- TASK ITEM -
State how many lines of the records include the word "LINKED"; the reply is that number alone.

- EXTRACTED ENTRIES -
PR #248, opened 2019-10-27
Remove global

DanRStevens:
Noticed this and thought it was a bit odd.


DanRStevens:
Yes. The address is of a formatted text string. That's why the `_snprintf_s` call was needed to format a string from integer values before copying it.

Issue #239, opened 2019-10-24
Improve encapsulation of `VolList` updates


DanRStevens:
Currently the module loader locks the VOL list at a certain point in time. Any attempts to load a VOL list after some initialization point will fail. We could update the VOL list code to allow for updates at largely arbitrary times.

Currently the `VolList` class takes VOL filenames one at a time, and builds a list. At some point that list is finalized, translated to an internal game data structure, and the game is patched to use it. Instead, we can move the list building external to the class (it's really just pushing strings into a vector), and have the `VolList` class take an array of VOL filenames. During construction, the list would be used to initialize a private const `std::vector`, and build an associated internal game structure. A separate method, callable at a later time could be used to `Activate()` the list, which would patch the game to use it. This means we could have separate objects, corresponding to different VOL lists, and then swap them out at runtime, whenever we wanted by calling `Activate()`.

Threading note: Assuming only the main thread does resource lookup, then we can swap out whenever we want on the main thread. If multiple threads do resource lookups, then you'd want to be careful about swapping out the lists while another thread is doing a resource lookup. That might require some patching to add synchronization code. As far as I know, the game does all resource lookup from the main thread.

Proposed `VolList` public methods:
```cpp
VolList(std::vector<std::string> volPaths);
void Active();
```

----

Related:
- The exported API method to add VOL files would need to be updated
- We may need to add an exported API method to remove VOL files

DanRStevens:
Re-reading the notes, it seems the focus here is on support code changes involving `VolList`. I've updated the title to match.

There may need to be some additional hooking/patching required to changed the loaded VOLs after the game has loaded them. I will consider that out of scope for this issue. Similarly, adding a new method to the exported API to remove VOL files is also out of scope here. We can handle those items in a future issue.

PR #253, opened 2019-10-28
Use `vector` for `AddVolToList`

DanRStevens:
This is a bit of background work for issue #239. This collects all uses of `VolList` into the `OnInit()` method in DllMain.cpp.

The longer term plan is to rework `OnInit()` to build the full VOL list first, and then pass the full list to a new `VolList` constructor. Currently the code is still constructing an empty `VolList` and then adding VOL files one at a time.

I'm stopping here to come up with a plan for the next part. The VOL list building could be done in one of many ways, and all of them are a bit awkward with current C++ features.


DanRStevens:
I know what you mean. I was tempted to not push it until I'd come up with a plan for the rest of it.

PR #256, opened 2019-10-31
Use `std::size_t` instead of `int` in OP2Memory

DanRStevens:
Small fix I just happened to notice.


DanRStevens:
Seems there is more similar work to do. I opened issue #257 to track the changes. This is now part of the larger set of work.

PR #258, opened 2019-11-01
Op2Memory `size_t` updates

### LINKED ISSUE #257: Use `std::size_t` throughout OP2Memory
The OP2Memory code originally used `void*` to represent arbitrarily typed memory addresses. This led to a lot of casting of hardcoded memory addresses to `void*`. Instead, the library could take `std::size_t`, which would not require casting for hardcoded values. As the majority of values are hardcoded values determined from assembly analysis, not having to cast them would make the library code easier to work with. It should also reduce the need for internal type casting.

DanRStevens:
This closes #257.

### DIFF
--- a/srcDLL/AppEvents.cpp
+++ b/srcDLL/AppEvents.cpp
@@ -28,7 +28,7 @@ public:
 // By default, for plain functions, the caller cleans the stack, rather than the callee
 HINSTANCE WINAPI LoadShell(LPCSTR lpLibFileName);
 
-const auto loadLibraryDataAddr = reinterpret_cast<DWORD*>(0x00486E0A);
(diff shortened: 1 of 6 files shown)


DanRStevens:
The values represent memory addresses. Early on, I decided to use pointer syntax because of that. As the exact type of data was unknown and often didn't even matter, I went with `void*`. I didn't really know about `std::size_t` at the time, or at least didn't like it because I thought the name was awful. However, a `std::size_t` is defined to be able to span the memory space. Hence it is effectively able to hold memory addresses. It is also untyped, in the sense that it represents a memory address as a numerical value, without regard for the type at that address. It works directly on the address, not on what is being addressed. This turns out to be a much closer fit to how the code works. It manipulates addresses more so that what is at those addresses.

PR #264, opened 2019-11-03
Add missing header includes for `std::size_t`

DanRStevens:
I noticed a few places making use of `std::size_t` that don't seem to have a suitable header include for it. In all cases, the needed definition was pulled in indirectly through other header includes, hence no compile errors. However, such inclusions are subject to change without notice, so best to add a direct include.

For this, I considered indirect inclusion through an associated header file to be close enough:
SomeFile.cpp -> SomeFile.h -> cstddef
SomeFile.test.cpp -> SomeFile.h -> cstddef

All other files with more indirect includes were updated.

### DIFF
--- a/srcDLL/DllMain.cpp
+++ b/srcDLL/DllMain.cpp
@@ -14,6 +14,7 @@
 #define WIN32_LEAN_AND_MEAN
 #include <windows.h>
 #include <string>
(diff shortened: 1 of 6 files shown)


DanRStevens:
As have I.

PR #265, opened 2019-11-03
`constexpr` updates

DanRStevens:
Most patches will be written with hardcoded `constexpr` values, so I went and marked them as such.

A few constants were moved into the methods that used them. New jump table entries that must remain long-lived at fixed addresses (such as global/static variables) were marked as such.

### DIFF
--- a/srcDLL/DllMain.cpp
+++ b/srcDLL/DllMain.cpp
@@ -90,11 +90,12 @@ BOOL WINAPI DllMain(HINSTANCE hInstance, DWORD dwReason, LPVOID reserved)
 bool InstallDepPatch()
 {
 	// Set the execute flag on the DSEG section so DEP doesn't terminate the game
-	constexpr std::size_t destinationBaseAddress = 0x00585000;
-	bool success = Op2UnprotectMemory(destinationBaseAddress, 0x00587000 - 0x00585000);
+	constexpr std::size_t dsegSectionBaseAddress = 0x00585000;
+	constexpr std::size_t dsegSectionSize = 0x00587000 - 0x00585000;
+	bool success = Op2UnprotectMemory(dsegSectionBaseAddress, dsegSectionSize);
 
 	if (!success) {
-		LogError("Error unprotecting memory at: 0x" + AddrToHexString(destinationBaseAddress));
+		LogError("Error unprotecting DSEG memory at: 0x" + AddrToHexString(dsegSectionBaseAddress));
 	}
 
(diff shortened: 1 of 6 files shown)


DanRStevens:
In practice, there is often little to no difference between `constexpr` and `const`. If you declare a variable as `constexpr` it is also `const`. There may be runtime initialization or compile time initialization for either. In particular, for local variables on the stack, they may only be runtime initialized since stack space for the variable won't be allocated until the function runs. However runtime initialization is only done if space for the local variable is actually allocated. For `const` (and `constexpr`) values, if you never take the address of the variable, the compiler is free to inline all uses of it and not allocate space for the variable. The main difference is that a `const` variable's value may be runtime calculated (and then used to initialize the variable). On the other hand, a `constexpr` will give a compile time error if calculation of the value at compile time is not possible (even if runtime initialization is still used). For `constexpr` values, they may be used in certain special contexts, such as array size declarations, or template parameters. You may also use a `const` value in such a context as well, provided that it is initialized in a `constexpr` manner (even if it is not declared as such).

Example:
```cpp
// The right-hand-side may be reduced to a single constant value at compile time
// The actual assignment may be deferred until runtime for a local variable
constexpr auto someVariable = (someComplicatedExpressionReducedToSingleValue);
```

Example:
```cpp
// Function must be constexpr
constexpr auto compileTimeInitialized = CallSomeFunction();

// Likely runtime initialized, even if function is constexpr
const auto runTimeInitialized = CallSomeFunction();
```

----

For the code in question here, it really could have been done either way. I don't believe there is any compiler optimization that `constexpr` would enable here that `const` would not also allow. With that said, it felt semantically more meaningful to use `constexpr` here. The addresses being used were all set when the main executable was last compiled, and are all known at the time the DLL code is being compiled.

As a minor point, it also makes those addresses slightly easier to `grep` for. There are more contexts that make use of `const` than `constexpr`, such as `const` functions, and `const` parameters to functions. You could also try searching for `0x004` instead, but that misses the DEP patch addresses which start with `0x005`. If you instead search for `0x00`, you get extra spurious results from byte array initialization code. Being able to search for `constexpr` is easier.

In terms of moving forward, I'm fine with things just being declared as `const` unless there is a specific reason to use `constexpr`. I'm also fine with using `constexpr` where `const` would have been sufficient, if you feel it's a better semantic match. The compiler will tell you if the choice doesn't work. My preference is to use `constexpr` when assigning hardcoded address constants.

Issue #195, opened 2019-10-07
Use `unique_ptr` for Windows `HANDLE`


DanRStevens:
Similar to what was done in `LocalResource.h`, we could implement a `unique_ptr` wrapper for Windows `HANDLE` values. This could ensure automatic cleanup, and allow us to use exceptions a little more freely with code that uses Windows `HANDLE` values.

Although the `HANDLE` type is a single type seen by the compiler, there are conceptually a few different types of `HANDLE` values. In particular, some Windows API methods return `INVALID_HANDLE_VALUE` (-1) when an error occurs. Other methods will return `NULL` (0). Effectively, these are two types of `HANDLE` that have a different underlying value for what is effectively the `nullptr`. For both of them, we may need to call `CloseHandle`, though the check for when we have a valid resource may be different between them. As methods that use different conventions are not likely to intermix with each other, we don't need to worry about multiple `nullptr` like values simultaneously. Indeed, it would be bad practice to re-use the same `HANDLE` type variable with methods following a different convention.

I suggest using different wrapper types to distinguish the different `nullptr` value cases. The use of a type will depend on the documentation of the Windows API method being used, and in particular, the return value section of the documentation. To encode this type, the `nullptr` value can become a template parameter. Example:
```cpp
template <HANDLE nullValue>
struct HandleDeleter {
        using pointer = HANDLE;

        void operator()(HANDLE handle) const {
                if (handle != nullValue) {
                        CloseHandle(handle);
                }
        }
};

using UniqueHandleOrNull = std::unique_ptr<HANDLE, HandleDeleter<NULL>>;
using UniqueHandleOrInvalid = std::unique_ptr<HANDLE, HandleDeleter<INVALID_HANDLE_VALUE>>;
```

----

There are other API methods that use similar Windows types akin to `HANDLE`. In particular, `LoadLibrary`, which returns an `HMODULE`, which is a `typedef` for an `HINSTANCE`, which is a `typedef` for a `HANDLE`. In this case though, the `Deleter` would need to call `FreeLibrary` rather than `CloseHandle`. Perhaps this work can be undertaken together, due to the similarity.

----

We might also consider deriving from `unique_ptr` as a base class, rather than just a `using` alias. That would allow creating new methods, such as `empty()` to test if a pointer contains the null value for the given type.

DanRStevens:
[...]

PR #266, opened 2019-11-05
Add WindowsUniqueHandle.h

DanRStevens:
This completes the core of issue #195, creating an RAII style class for Windows `HANDLE` values.

### DIFF
--- a/srcStatic/WindowsModule.cpp
+++ b/srcStatic/WindowsModule.cpp
@@ -8,6 +8,8 @@
 #undef _UNICODE
 #include <windows.h>
 #include <tlhelp32.h> // CreateToolhelp32Snapshot, Module32First, Module32Next
+#include "WindowsUniqueHandle.h"
+
 
 std::string FindModuleName(HANDLE hModuleSnap, const void* address);
 bool containsAddress(MODULEENTRY32 const& moduleEntry, const void* address);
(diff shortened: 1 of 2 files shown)


srcStatic/WindowsModule.cpp
```diff
@@ -8,19 +8,20 @@
...
 	// Get all modules for current process (processId can be 0)
-	auto hModuleSnap = CreateToolhelp32Snapshot(TH32CS_SNAPMODULE, 0);
-	if (hModuleSnap == INVALID_HANDLE_VALUE) {
+	UniqueHandleOrInvalid hModuleSnap{CreateToolhelp32Snapshot(TH32CS_SNAPMODULE, 0)};
+	if (!hModuleSnap) {
 		return std::string("<Unable to create module snapshot>");
 	}
-	auto moduleName = FindModuleName(hModuleSnap, address);
-	CloseHandle(hModuleSnap);
+	auto moduleName = FindModuleName(hModuleSnap.get(), address);
```
Brett208: Might make sense to remove this variable and just directly return the result of FindModuleName.

```C++
return FindModuleName(hModuleSnap.get(), address);
```

srcStatic/WindowsUniqueHandle.h
```diff
@@ -0,0 +1,44 @@
...
+
+	explicit operator bool() {
+		return (reinterpret_cast<HANDLE>(nullValue) != base::get());
+	}
+};
+
+
+// For APIs that return INVALID_HANDLE_VALUE (-1) on error
+// Replace INVALID_HANDLE_VALUE macro with an equivalent constexpr value
+using UniqueHandleOrInvalid = UniqueHandle<-1>;
```
Brett208: What do you think about the name UniqueOrInvalidHandle? I think it is easier to read in this form.

DanRStevens: Err, not really, no. The "Unique" part isn't really part of the "Or". It's more like "Unique(Handle | Invalid)".

srcStatic/WindowsModule.cpp
DanRStevens: Good point. I wasn't even looking at the code at that high of a level.

PR #268, opened 2019-11-05
Change pointer integer types to `uintptr_t`

DanRStevens:
I recently came across a few sources that point to the subtle distinction between `std::size_t` and `uintptr_t`. It seems some of our uses of `std::size_t` are perhaps more accurately handled by the `uintptr_t` type.

Technically pointers to objects and maximum size of objects can be two different types with two different sizes. It just so happens that in today's typical flat memory models, the two types coincide. Previously, on segmented memory models, this was not the case. For 16-bit x86 real mode programming, object size might be restricted to a 16-bit segment, while an address might include both a segment and an offset, resulting in a 32-bit pointer. Future architectures are similarly not restricted to have matching types/sizes.

Reference:
[Fixed width integer types](https://en.cppreference.com/w/c/types/integer)  (C99, included by C++11)
[What is uintptr_t data type](https://stackoverflow.com/questions/1845482/what-is-uintptr-t-data-type)

There are likely other instances throughout the project that could be updated.

### DIFF
--- a/srcStatic/OP2Memory.cpp
+++ b/srcStatic/OP2Memory.cpp
@@ -6,8 +6,8 @@
 
 
 bool memoryPatchingEnabled = false;
-uintptr_t loadOffset = 0;
-constexpr uintptr_t ExpectedOutpost2Addr = 0x00400000;
+std::uintptr_t loadOffset = 0;
+constexpr std::uintptr_t ExpectedOutpost2Addr = 0x00400000;
 
 
 // Enabled patching of Outpost2.exe memory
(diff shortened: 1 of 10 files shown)


srcStatic/OP2Memory.cpp
```diff
@@ -6,8 +6,8 @@
 
 
 bool memoryPatchingEnabled = false;
-std::size_t loadOffset = 0;
-constexpr std::size_t ExpectedOutpost2Addr = 0x00400000;
+uintptr_t loadOffset = 0;
```
Brett208: What do you think about labeling all these std::uintptr_t?

I also noticed we have some uint64_t type definitions in OP2Utility. I was going to ask if they should be prepended to read std::uint64_t.

DanRStevens: Good question. All the examples I saw were without a `std::` prefix. That seems to stem from these coming from C99. The C language doesn't have namespaces, only C++ does.

Turns out the `std::` prefix seems to work.

I suppose I find it a bit of a nuisance when seemingly primitive data types must be namespace prefixed, though that is the suggestion for `std::size_t`. I may follow up with an update once I've convinced myself it really is standard, and proper to do.

Brett208: I had already tested the std namespace on the types; it works on MSVC as well. 

It doesn't bother me that we are not using it, besides that it seems like a double standard when we do it for size_t but not others.

Compiled and worked fine on my local machine.

DanRStevens:
I expanded a bit on the use of `uintptr_t`. I also did a bit of reading where I found many examples of `std::uintptr_t`. That does indeed seem like the correct C++ way of doing things.

DanRStevens:
Nah, you're right. I think the `std::` prefix is right for C++. I just happened to only come across C examples when I first found the type.

I suppose it would have been nice if those primitive types could have been added to the language at the same time as `int`, `short`, and `char`. (They maybe they wouldn't need the `_t` suffix either). Oh well, what can you do. There's a good potential it could have broken existing code if they have added new names into the global scope. Preserving the ability to compile old code seems to have been a priority for the C++ extensions.

PR #272, opened 2019-11-07
Add `UniqueModule`

### LINKED ISSUE #195: Use `unique_ptr` for Windows `HANDLE`

DanRStevens:
This closes #195. This completes the secondary minor point in that issue about a corresponding `std::unique_ptr` based RAII style class to handle `HINSTANCE` values returned by `LoadLibrary`.

### DIFF
--- a/srcStatic/WindowsUniqueModule.h
+++ b/srcStatic/WindowsUniqueModule.h
@@ -1,0 +1,18 @@
+#include <windows.h>
+#include <memory>
+
+
+// Sentinel value guarded HMODULE deleter
+// For use with LoadLibrary (will automatically call FreeLibrary)
+struct ModuleDeleter {
+	using pointer = HMODULE;
+
+	void operator()(HMODULE handle) const {
+		if (handle != NULL) {
+			FreeLibrary(handle);
+		}
+	}
+};
+
+
+using UniqueModule = std::unique_ptr<HMODULE, ModuleDeleter>;
--- a/srcStatic/GameModules/DllModule.cpp
+++ b/srcStatic/GameModules/DllModule.cpp
@@ -10,16 +10,14 @@ DllModule::DllModule(const std::string& moduleName)
 void DllModule::LoadModuleDll(const std::string& dllPath)
 {
 	// Try to load a DLL with the given name (possibly an empty string)
-	HINSTANCE dllHandle = LoadLibraryA(dllPath.c_str());
+	moduleDllHandle.reset(LoadLibraryA(dllPath.c_str()));
 
-	if (!dllHandle) {
+	if (!moduleDllHandle) {
 		throw std::runtime_error(
 			"Unable to load DLL path: " + dllPath +
 			" LoadLibrary " + GetLastErrorString()
 		);
 	}
-
-	this->moduleDllHandle.reset(dllHandle);
 
 	DetectExportedModuleFunctions();
 }
--- a/srcStatic/GameModules/DllModule.cpp
+++ b/srcStatic/GameModules/DllModule.cpp
@@ -19,7 +19,7 @@ void DllModule::LoadModuleDll(const std::string& dllPath)
 		);
 	}
 
-	this->moduleDllHandle = dllHandle;
+	this->moduleDllHandle.reset(dllHandle);
 
 	DetectExportedModuleFunctions();
 }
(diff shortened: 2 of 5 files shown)


srcStatic/WindowsUniqueModule.h
```diff
@@ -0,0 +1,18 @@
...
+#include <memory>
+
+
+// Sentinel value guarded HMODULE deleter
+// For use with LoadLibrary (will automatically call FreeLibrary)
+struct ModuleDeleter {
+	using pointer = HMODULE;
+
+	void operator()(HMODULE handle) const {
+		if (handle != NULL) {
```
Brett208: Should this be nullptr instead of NULL. Or maybe it could be 

```C++
if (handle) {
    ...
}
```

DanRStevens: Hmm, interesting point. I do like that simplification. I suppose technically correctness depends on the definition of `NULL`, which we aren't in control of. Though realistically, the definition of `NULL` isn't about to change.

I checked real quick what the zero-as-null-pointer warning flag has to say about it. No warning is produced.

I think I'm tempted to leave this given the definition of `NULL` is external.

Brett208: Could you expand on your thought process? I'm not following why we would not use the keyword definition of nullptr to check if a handle is null (I think of a handle as a pointer).

-Brett

DanRStevens: A `HANDLE` is currently implemented as a pointer, though it could also be implemented as a numeric integer value. It's an opaque type. You don't really know how it's implemented, and the internal details could change. They probably won't, but conceivably a future (or past) version of Windows could choose to use a different internal representation. They would also be free to change the sentinel `NULL` value. Instead of it being `0` or `nullptr`, it could become some other magic number, such as `-1`. If the definition of `NULL` changed, and we weren't using `NULL` itself, the code would no longer be correct.

Brett208: Interesting, that article talks about wrapping handles like you are doing here.

DanRStevens:
Ok, I'm going to merge this now.

Tagging issue #275 as somewhat related to the discussion that was brought up here.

- ANSWER AREA -
2